- _Requirement_:
Only lines holding the word "assignment" are needed; copy each of them from the material.

- _Supplied data_:
PR #4189, opened 2025-05-27
Remove find_addrspace_stack

jordalgo:
##### Checklist

### DIFF
--- a/src/ast/codegen_helper.cpp
+++ b/src/ast/codegen_helper.cpp
@@ -21,7 +21,7 @@ bool needAssignMapStatementAllocation(const AssignMapStatement &assignment)
 {
   const auto &map = *assignment.map;
   const auto &expr_type = assignment.expr.type();
-  if (shouldBeInBpfMemoryAlready(expr_type)) {
+  if (expr_type.is_internal) {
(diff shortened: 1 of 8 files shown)


amscanne (commented):
Hm wait, I submitted the approval without fully processing. Why are all these types `AddrSpace::kernel`? They are bpftrace types and will generally be `AddrSpace::bpf` since the buffers will be natively addressable without probes.

I don't think this carries any risk because of the fact that this likely all handled in bespoke ways in codegen, but this may actually be adding to the address space confusion. I would try to get a few more deep before submitting, personally.

ajor:
As Adin says, I think a lot of these should be `AddrSpace::bpf` rather than `kernel`. `AddrSpace::bpf` is a relatively new addition bpftrace's codebase, so a lot of legacy code was using `AddrSpace::kernel` in combination with `is_internal = true` to indicate what can now be represented by `AddrSpace::bpf`.

Also, I'm shocked at how few tests needed changes! Is that because the code is doing more-or-less the same thing after your patch, or because all this address space stuff is untested? (I'm worried it's the latter 😅)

- _Exercise response_:
@@ -21,7 +21,7 @@ bool needAssignMapStatementAllocation(const AssignMapStatement &assignment)
   const auto &map = *assignment.map;
   const auto &expr_type = assignment.expr.type();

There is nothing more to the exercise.